New York-based malacologist and master naturalist Marla Coppolino believes that land snails like the petit gris are extremely misunderstood creatures that can actually benefit the local ecosystem.
“They consume decaying vegetation from the forest floor,” Coppolino said. “These snails, in turn, become food for many animals, including certain species of beetles, salamanders, frogs, lizards, birds, and mammals.”
Snails are gastropods, or grazers, that can benefit the ecosystem by vacuuming up rotting vegetation and fungi in soil from a kind of file-like feeding organ called a radula, Kim Tetrault, mollusk expert and professor at Cornell University, said.
Land snails also play a big role in improving reproductive health in many New York bird species. Female wood thrushes and wild turkeys consume as much as 40 percent more snails than usual during egg-laying season.
In California, Frederick Dargenton, the owner of SoCal Escargot, opened his snail farm five years ago. Where Dargenton lives, the Cornu aspersum is considered a native species, so Knapp received his first batch of snails to breed from the West Coast.
“I send about 60 to 70 pounds per month,” Dargenton said.
Knapp leaped at the opportunity to open a snail farm in New York because most chefs in the state work with canned snails their entire career. He compared the difference between canned snails and fresh snails to the difference between canned and fresh tomatoes.
Aside from the taste difference, snails are an extremely healthy source of protein. An ounce of snail contains more protein than beef, a high amount of iron, magnesium and very little fat. Canned snails don’t include every part of the snail. Now, Knapp can prepare various parts of the head and body.

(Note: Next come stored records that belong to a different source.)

PR #410, opened 2020-10-09
Fixed missing 'on' button text in settings under blind mode

theamanjs:
I've described this issue in detail [here](https://github.com/Miodec/monkey-type/issues/409) in detail. Nevertheless, this pull request is about fixing the missing `on` button text in settings under blind mode.
Screenshot_2020-10-09_08-29-36

### DIFF
--- a/public/index.html
+++ b/public/index.html
@@ -1556,7 +1556,7 @@
                   off
                 </div>
                 <div class="button on" tabindex="0" onclick="this.blur();">
-                  ⠀
+                  on
                 </div>
               </div>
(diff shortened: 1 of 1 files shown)


willerbee:
I believe that is the point of that option @theamanjs, there's no "on" because you can't see it when you're blind

willerbee:
My bad @theamanjs, there's actually a braille icon on that option.
image Perhaps it just didn't render on your end.

Miodec:
Intentional. Not a bug.

PR #418, opened 2020-10-11
Feature: option to use single list command line

willerbee:
Current command line is good, but there are also use cases where a single list is very useful. (e.g. when searching for a command that doesn't get exposed because it is burried in a submenu.) This proposed feature will not hinder existing workflow(i hope) as it is triggered manually by default in the command line by typing **>** and then your search term.

Sample commands:

- Switching to 8008 theme, type **>8008**
- Changing to Nunito font, type **>Nunito**
- Changing to words mode, type **>words**
- Changing custom word count, type **>custom word**

You get the idea. It's basically a consolidation of commands that can be enabled or triggered.

Early version demo here: https://discordapp.com/channels/713194177403420752/713196019206324306/764527921670389821


Miodec:
Amazing work!

PR #474, opened 2020-10-26
Keymap null check and layoutfluid saves layout

dmartin-tech:


public/js/script.js
```diff
@@ -45,7 +45,7 @@ let verifyUserWhenLoggedIn = null;
 let modeBeforePractise = null;
 let memoryFunboxTimer = null;
 let memoryFunboxInterval = null;
-
+let memoryFunboxKeyboardLayout = config.layout;
```
dmartin-tech, line 48: Not sure if I should instead assign this to "default" since it would be changed later when layoutfluid is selected

dmartin-tech:
Gonna rework it i just remembered the funbox is a cookie thing

public/js/userconfig.js
```diff
@@ -37,6 +37,7 @@ let defaultConfig = {
   flipTestColors: false,
   capsLockBackspace: false,
   layout: "default",
+  layoutBeforeLayoutfluid: "default",
```
dmartin-tech, line 40: rename to`savedLayout` maybe?

dmartin-tech:
This time I actually fixed #281 hooray

PR #490, opened 2020-10-28
Improve support for international (ISO) keyboards

stevep99:
The purpose of this patch is to allow support for the "ISO key" - that's they key between left shift and Z on an ISO keyboard. ISO keyboards are the default in European countries but in the current version of the app, this key cannot be mapped to anything. 

A side effect of this fix is that the key lookup system is simplified. 

Detailed explanation follows:

The existing code essentially does a two-step process to lookup a key:
1. keyboard event code  -->  qwerty mapping
2. qwerty mapping --> selected layout mapping.

A consequence of this approach is that keys cannot be mapped unless they exist in the default ANSI qwerty set. For example, the key event for the extra ISO key mentioned above is "IntlBackslash", but it's not possible to add this as there is already a mapping to Backslash.

To avoid this problem, this patch simplifies the key lookup to a single step process:
keyboard event code -->  selected layout mapping

The existing Qwerty defaults ("qwertyMasterLayout") are replaced by a simple array, keyEventCodes, which defines the list of keys that should be in the layout mapping. Notice I have added IntlBackslash just before Z. Consequently, I have also added a mapping for this key (usually the backslash character) to each of the layout mappings. On ANSI boards, this key doesn't exist, so the event won't be called. As an aside, on the Azerty keyboard, this extra key is actually "<>", so a side effect of this change is that Azerty support is improved too.

Now, coming on to my motivation for this patch in the first place, I wanted to fix the [Colemak-DH ](http://colemakmods.github.io/mod-dh/gfx/colemak_dh_keyb_iso.png)and [Colemak-DHk](http://colemakmods.github.io/mod-dh/gfx/colemak_dhk_keyb_iso.png) layouts, as they should use the [angle mod](https://colemakmods.github.io/ergonomic-mods/angle.html), and on ISO keyboards, the extra ISO key should be mapped to Z, So I have fixed those too. For ANSI users, there should be no effect as the IntlBackslash event won't be triggered, and in the Colemak-DH layout files, Z is still mapped to the Qwerty B key as before, so ANSI users should not see any change.


Miodec:
Is it possible that there are some ISO users who use the colemak dh layout override now, and merging this will cause their bottom row to be shifted?

Also on another note - keymaps will need to be updated to somehow support ISO too.

stevep99:
The current implementation of the Colemak-DH layout override on the site is incorrect. Fixing it was my main motivation for this PR.

The keymaps are already updated to support ISO in the PR. I have done it such a way that ANSI users should see no difference, but ISO users will be able to use their ISO key. 

Feel free to test the patch with an ANSI keyboard to be sure though, as I only use ISO.

nickcoutsos:
I'm very new to colemak, all of the possible mods and recommendations for non-staggered layouts is very confusing but on an ANSI keyboard this change has really confused things for me.

How should ANSI/ISO be handled by the app with layout mapping or display?

stevep99:
@nickcoutsos  What do you mean by layout mapping or display? The app doesn't show the layout on screen AFAIK.

Thanks for the merge, just tried it at https://monkeytype.com/ and seems to be working great!

Miodec:
See, i knew something would go wrong with keymaps, I just couldn't figure out what. Today I found it:

Screenshot 2020-10-30 at 12 44 01

Staggered keymap is now misaligned.

Miodec:
Probably just need to add ansi/iso keymap setting to show/hide the iso key

stevep99:
Ah, OK, I see. I didn't realize there was a visual representation of the keyboard. 

I'm happy to take a look at that and put in a second PR to correct it.

stevep99:
I put in a [PR to fix this](https://github.com/Miodec/monkeytype/pull/505/commits/da3c20b9bc541f389409d863fcc3add11f65ea3e).

PR #502, opened 2020-10-30
Remove private methods from simplePopup (fixes in Firefox, Safari, Internet Explorer)

### LINKED ISSUE #503: Site doesn't load at all in Firefox (and probably also not in Safari or Internet Explorer)
Firefox gives the error "private fields are not currently supported", which points at `misc.js` - it looks like simplePopup which was recently added uses private fields. This is a syntax error, so it doesn't load `misc.js` at all, which breaks everything else.
Screenshot_2020-10-29_23-57-05

cincodenada:
This fixes #503.

The added simplePopup had private methods, which totally breaks Firefox and Safari since it's a syntax error and this file then doesn't load at all. We can simply make these methods public, there's no reason they need to be private to work, it's just a code organization thing.

### DIFF
--- a/public/js/misc.js
+++ b/public/js/misc.js
@@ -510,7 +510,7 @@ class SimplePopup {
     this.element = $("#simplePopup");
     this.buttonText = buttonText;
   }
-  #reset() {
+  reset() {
     this.element.html(`
     <div class="title"></div>
     <input>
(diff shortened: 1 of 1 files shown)


dmartin-tech:
Works perfectly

“You get more protein for your buck with snails than you might get with other animal proteins,”
Ric Brewer, a snail farmer in Washington, said. Brewer also said that this invasive species is a sustainable food source.
Snail farms have a much smaller carbon footprint than most traditional protein sources like beef, pork or chicken. Livestock farming produces 20 to 50 percent of all man-made greenhouse gas emissions, and snail meat showed a lower carbon footprint than other livestock, according to a 2016 ScienceDirect farm study.

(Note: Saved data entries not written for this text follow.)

PR #2340, opened 2022-01-23
Fix bug that prevented sw cache from being deleted

lukew3:
### Description
Multiple things are occuring in this pr, all related to the service worker and caching system
*  Added `event.waitUntil(self.skipWaiting());` and `event.waitUntil(self.clients.claim());`
   * These functions stop old service workers and allow the new service worker to take control
     * https://stackoverflow.com/questions/41009167/what-is-the-use-of-self-clients-claim 
*  Placed delete caches inside of "activate" event.
   *  Caches should be removed and clients.claim() should be run when the sw is activated (first loaded)
* Open cache by name before checking and setting cache for better precision
* Removed "monkeytype.com" and "localhost:5000" from nocache list.
  * Now that sw.js is updated after each build and new files are requested, we don't have to request new ones if there was a bad file in an older version
* Stopped updating /static/sw.js on compile.
  * When gulp compile was run, the sw.js file in the static folder was updated. When watching files for updates in dev mode, updating static/sw.js causes the program to rebuild infinitely.
  * You could create a simple gulp task to copy sw from dist to static and add to build series if you think it's important to commit, but I don't think it's necessary

### DIFF
--- a/gulpfile.js
+++ b/gulpfile.js
@@ -281,8 +281,7 @@ task("updateSwCacheName", function () {
         `const staticCacheName = "sw-cache-${dateString}";`
       )
     )
-    .pipe(dest("./dist/"))
-    .pipe(dest("static/"));
+    .pipe(dest("./dist/"));
 });
 
 task(
--- a/static/sw.js
+++ b/static/sw.js
@@ -34,19 +34,20 @@ self.addEventListener("fetch", async (event) => {
     event.respondWith(fetch(event.request));
   } else {
     // Otherwise, assume host is serving a static file, check cache and add response to cache if not found
-    let cache = await caches.open(staticCacheName);
     event.respondWith(
-      cache.match(event.request).then(async (response) => {
-        // Check if request in cache
-        if (response) {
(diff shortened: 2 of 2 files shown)


Miodec:
Im getting a lot of
```js
sw.js:38 Uncaught (in promise) DOMException: Failed to execute 'respondWith' on 'FetchEvent': The event handler is already finished.
    at http://localhost:5000/sw.js:38:11
```
when refreshing the page. (but its not showing up at all when refreshing with clearing cache `ctrl + shift + r`)

Another thing I found is that the cache (at least on localhost) holds about 20 files. After recompiling and refreshing the page, the old cache is cleared correctly, but the new one only holds one item - is that okay? (It fills itself back up after another refresh)

Old cache before refreshing
image
New cache after refreshing
image

lukew3:
You can't fix the second issue you mentioned without loading the service worker alone and then loading index.html and it's required files (https://stackoverflow.com/a/61432538/11073182).

Miodec:
Works great, thanks.

Miodec (approved):

PR #2351, opened 2022-01-25
Add Grad Theme

akhilesh-balaji:
Added the “grad” theme:

image


Miodec:
I would say its too similar to themes `vscode`, `drowning`, `midnight` and `arch`. Sorry.

PR #2357, opened 2022-01-26
Refactor cron jobs

Bruception:
### Description

- Separated cron job definitions from server.
- Restructured how cron jobs are configured.
- Rewrote/simplified the leaderboard update job logic.


backend/jobs/updateLeaderboards.js
```diff
@@ -0,0 +1,49 @@
...
+
+  await LeaderboardsDAO.update("time", leaderboardTime, "english");
+
+  const top10AfterUpdate = await mongoDB()
+    .collection(`leaderboards.english.time.${leaderboardTime}`)
+    .find()
+    .limit(10)
+    .toArray();
+
+  const newRecordHolder = top10AfterUpdate.find((user, index) => {
```
Bruception, line 24: The old logic found the first mismatched `uid` and then checked if it was a recent record.
Exiting the search even if the first mismatch was not recent.

The new logic, will continue to try and find a new record even if it is not recent.
Not sure what the consensus on this new logic is. But I do think it makes a bit more sense.

If not, I'm okay with reverting back to the old logic.

backend/jobs/updateLeaderboards.js
```diff
@@ -0,0 +1,51 @@
...
+
+  await LeaderboardsDAO.update("time", leaderboardTime, "english");
+
+  const top10AfterUpdate = await mongoDB()
+    .collection(`leaderboards.english.time.${leaderboardTime}`)
+    .find()
+    .limit(10)
+    .toArray();
+
+  const newRecord = top10AfterUpdate.find((record, index) => {
```
Bruception, line 25: The old logic found the first mismatched uid and then checked if it was a recent record.
Exiting the search even if the first mismatch was not recent.

The new logic, will continue to try and find a new record even if a mismatch was not recent.
Not sure what the consensus on this new logic is. But I do think it makes a bit more sense.

If not, I'm okay with reverting back to the old logic.

Miodec: I guess this only fixes a rare occurrence where I remove a cheated score from the leaderboard, the whole thing shifts up and in the same update, someone got a top 10 score. Very rare but yeah, it's fine to keep this

Bruception: I’m trying to test the discord integration. Is there any additional setup required outside of what is specified in the documentation?

Miodec: I don't think so

Bruception: Is the current discord bot polling the production database for commands? If so, how can I test the discord bot locally? If not, could you point me to a resource where I can read more about the bot’s implementation?

Miodec: Yeah the bot is polling the database for commands. The bot doesn't have any docs im afraid, but the code is here https://github.com/Miodec/monkeytype-bot

backend/jobs/updateLeaderboards.js
```diff
@@ -0,0 +1,53 @@
...
+    top10BeforeUpdate.map((record) => {
+      return [record.uid, record];
+    })
+  );
+
+  await LeaderboardsDAO.update("time", leaderboardTime, "english");
+
+  const top10AfterUpdate = await getTop10(leaderboardTime);
+
+  const newRecords = top10AfterUpdate.filter((record) => {
```
Bruception, line 27: After thinking about this for a bit, I think it makes sense to announce all new records.

To detect a new record we only need to consider two possibilities:
- A user already in the top 10 improves their score
OR
- A new user enters the top 10.

We also check if the record is recent, in the case that a record is deleted due to cheating.

Once we have a list of new records, we perform a single insertion that includes all the new records instead of inserting each bot announcement individually.

Miodec: Well, as mentioned before - cases where there have been two changes in the top 10 in the same update are very very small, since updates happen once every 5 minutes and the top 10 is quite hard to get into. Still, could do that yeah.

> A user already in the top 10 improves their score

I agree, but only if that changes their position. I don't think its necessary to annouce that someone improved their record by 0.1 wpm but that didnt change their position in the top 10.

> We also check if the record is recent, in the case that a record is deleted due to cheating.

Thats not what that check is for. That check is there to not annouce old results in case a cheated score was removed.

> Once we have a list of new records, we perform a single insertion that includes all the new records instead of inserting each bot announcement individually.

I think it still needs separate command insertions since the bot will only handle one user at a time.

Bruception: > I agree, but only if that changes their position. I don't think its necessary to annouce that someone improved their record by 0.1 wpm but that didnt change their position in the top 10.<

Yes that was a typo, my code explicitly checks for a change in rank not WPM score.

> Thats not what that check is for. That check is there to not annouce old results in case a cheated score was removed. (because that would cause all positions to be shifted up one place)

Yes, my code will correctly handle this case. 
 
> I think it still needs separate command insertions since the bot will only handle one user at a time.

I was reading [here](https://github.com/Miodec/monkeytype-bot/blob/bc2c66dd595d3cc08583089bceff2458dbde7f0f/index.js#L339), and it seems like the bot pulls up to 10 commands every 30 seconds from the DB and pushes then into a queue for execution.
My code will write N bot commands to the DB for N users if they meet the criteria for a leaderboard record.

Miodec: Great, so is this PR ready?

Bruception:
Screen Shot 2022-01-28 at 12 43 36 PM
Here is my local testing with the discord bot.

backend/jobs/updateLeaderboards.js
Bruception: Yes, I added a screenshot that shows my tests.

Miodec (approved):
Nice work. Thanks.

“Perhaps the future of animals-based protein is snails,” Jann Vendetti, a Malacologist at the Natural History Museum of Los Angeles, said. “Snails as a protein source require far fewer resources – water, feed, space – and leave behind far less waste than vertebrate-derived protein sources.”
At Little Gray Farms, Brewer uses only a half-acre of his property. He’s able to produce several hundred pounds of protein a year, and Knapp says he can gather up to 40 pounds of protein a week.

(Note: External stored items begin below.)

PR #2367, opened 2022-01-29
Add initial report quote endpoint

Bruception:
### Description

Added initial report quote endpoint. Still trying to spec some of the implementation details.
We can use this PR (and any subsequent ones) as a way to discuss this feature further.


backend/api/routes/quotes.js
```diff
@@ -48,4 +50,24 @@ quotesRouter.post(
   QuoteRatingsController.submitRating
 );
 
+quotesRouter.post(
+  "/report",
+  RateLimit.quoteReportSubmit,
+  authenticateRequest,
+  requestValidation({
+    body: {
+      quoteId: joi.string().required(),
```
Bruception, line 59: Do quotes have a unique identifier? From what I can tell, quotes are identified by their id relative to their language.
Meaning we would need to keep a tuple to identify which quote a report is referencing.

backend/api/routes/quotes.js
```diff
@@ -48,4 +50,24 @@ quotesRouter.post(
...
+      quoteLanguage: joi.string().required(),
+      reason: joi
+        .string()
+        .valid("Grammatical error", "Inappropriate language")
```
Bruception, line 63: Open to anymore reasons we want to include.

backend/api/routes/quotes.js
```diff
@@ -48,4 +50,24 @@ quotesRouter.post(
...
+        .required(),
+      comment: joi.string().allow("").max(140).required(),
```
Bruception, line 65: Arbitrary maximum limit.

backend/middlewares/apiUtils.js
```diff
@@ -0,0 +1,32 @@
+const joi = require("joi");
+const MonkeyError = require("../handlers/error");
+
+function requestValidation(validationSchema) {
```
Bruception, line 4: Adding this handler so that we can standardize how future endpoints handle request validation.

backend/middlewares/rate-limit.js
```diff
@@ -68,6 +68,14 @@ exports.quoteRatingsSubmit = rateLimit({
   keyGenerator: getAddress,
 });
 
+// Quote reporting
+exports.quoteReportSubmit = rateLimit({
+  windowMs: 60 * 60 * 1000,
```
Bruception, line 73: This can be tuned. Open to suggestions.

package.json
```diff
@@ -62,6 +62,7 @@
     "gulp-replace": "^1.1.3",
     "helmet": "^4.6.0",
     "howler": "^2.2.1",
+    "joi": "^17.6.0",
```
Bruception, line 65: Joi is a great tool for schema validation.

backend/api/routes/quotes.js
Miodec: Yes. Could also build a string ‘language_id‘

backend/api/routes/quotes.js
Miodec: Im thinking something like "low quote quality" or something like that but I'm not sure how to word it. Basically for cases where the text is not really "quotable".

backend/api/routes/quotes.js
Miodec: Increase to 250

backend/middlewares/apiUtils.js
Miodec: Sounds good

backend/middlewares/rate-limit.js
Miodec: Lower to something just out of reach for a normal user. Probably lower the max to 250, but that also seems like a lot. Maybe lower the window too.. I'll think about it more

Miodec:
Also, could you mark this as a draft? Ill merge it once its all complete.

Bruception:
> Also, could you mark this as a draft? Ill merge it once its all complete.

I was thinking of putting out this feature in a series of PRs. That way each PR is more focused. The PRs would start with backend logic, and the final PR would be the frontend UI/logic.

Miodec:
> > Also, could you mark this as a draft? Ill merge it once its all complete.
> 
> I was thinking of putting out this feature in a series of PRs. That way each PR is more focused. The PRs would start with backend logic, and the final PR would be the frontend UI/logic.

Alright, sure. But i think marking as draft would still make sense until we resolve conversations. Easier for me to see whats going on at a glance i think.

backend/middlewares/rate-limit.js
Bruception: We can tune it as we build out the feature, and can test the full flow.

backend/api/routes/quotes.js
Bruception: Is your yes referring to the fact that quotes have an individual id, or that we need to keep a tuple to identity them?

backend/middlewares/rate-limit.js
```diff
@@ -70,8 +70,8 @@ exports.quoteRatingsSubmit = rateLimit({
 
 // Quote reporting
 exports.quoteReportSubmit = rateLimit({
-  windowMs: 60 * 60 * 1000,
-  max: 500 * multiplier,
+  windowMs: 30 * 60 * 1000, // 30 min
+  max: 250 * multiplier,
```
Miodec, line 74: After some thought, I would even go down to 50 reports every 30 minutes. I don't think users will report every quote and with that change, it still allows a report every 36 seconds. Could even experiment with making it even lower and seeing when users hit the limit.

backend/api/routes/quotes.js
Miodec: Quotes don't have a completely unique id. They will have to be identified by their language too. Thats why i mentioned that we could also combine them into a string `language_quoteid` and then split on `_`

Miodec (approved):
Looking good so far.

Miodec (commented):
Do you think its really necessary to validate the language like that? Im kinda thinking just checking that its a string is fine. And the front end will send the current language anyway, the user doesnt even get to change whats being sent.

Bruception:
> Do you think its really necessary to validate the language like that? Im kinda thinking just checking that its a string is fine. And the front end will only send the current language anyway, the user doesnt even get to change whats being sent.

I was thinking in the case that someone may maliciously craft a POST request. They might change the language to something that is not supported. I think being strict could potentially save us from any unforeseen issues. I'm fine with removing it tho.

Miodec:
> > Do you think its really necessary to validate the language like that? Im kinda thinking just checking that its a string is fine. And the front end will only send the current language anyway, the user doesnt even get to change whats being sent.
> 
> I was thinking in the case that someone maliciously crafts a POST request. They might change the language to something that is not supported. I think being strict could potentially save us from any unforeseen issues. I'm fine with removing it tho.

Alright, leave it. Then I guess it would be good to add this validation to the already existing endpoints at some point ;D

Bruception:
> > > Do you think its really necessary to validate the language like that? Im kinda thinking just checking that its a string is fine. And the front end will only send the current language anyway, the user doesnt even get to change whats being sent.
> > 
> > 
> > I was thinking in the case that someone maliciously crafts a POST request. They might change the language to something that is not supported. I think being strict could potentially save us from any unforeseen issues. I'm fine with removing it tho.
> 
> Alright, leave it. Then I guess it would be good to add this validation to the already existing endpoints at some point ;D

Thats the plan! lol

Miodec (approved):

Bruception:
Can we merge this into the master branch?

But before they are sold to local food businesses, snails need to undergo a purging process, which cleans out the dirt or sand that collects in their stomachs. Just as oysters are contaminated by dirty water, snails pick up dangerous toxins.
“A lot of snails have parasites in them,” Gary Rosenberg, chair of malacology at Drexel University, said. “Every once in a while you see someone who got seriously ill as a result from the parasite you get from eating a raw snail.”
Despite the dangers of eating raw snails, Rosenberg believes that humans impose a greater threat to snails as more and more go extinct due to climate change, pollution, and pesticides. They are also one of the first animal species in the world to be affected by climate change.
“There’s probably four or five hundred species of mollusks that are on the endangered species list,” Rosenberg said.
Over the past two years, at least 140 scientific papers about endangered snails were published. Land snails represent about 40 percent of the known animal extinctions since 1500, including seven percent of the entire snail population that no longer exists.
Meanwhile, petit gris snails are far from becoming an endangered species, which is why Long Island farmers would rather see them on a menu than feasting on their crops.
“Cornu aspersum is the most widespread and prolific edible snail species, which makes it an ideal source of escargot.” Max Anton, wildlife documentary maker and snail expert, said.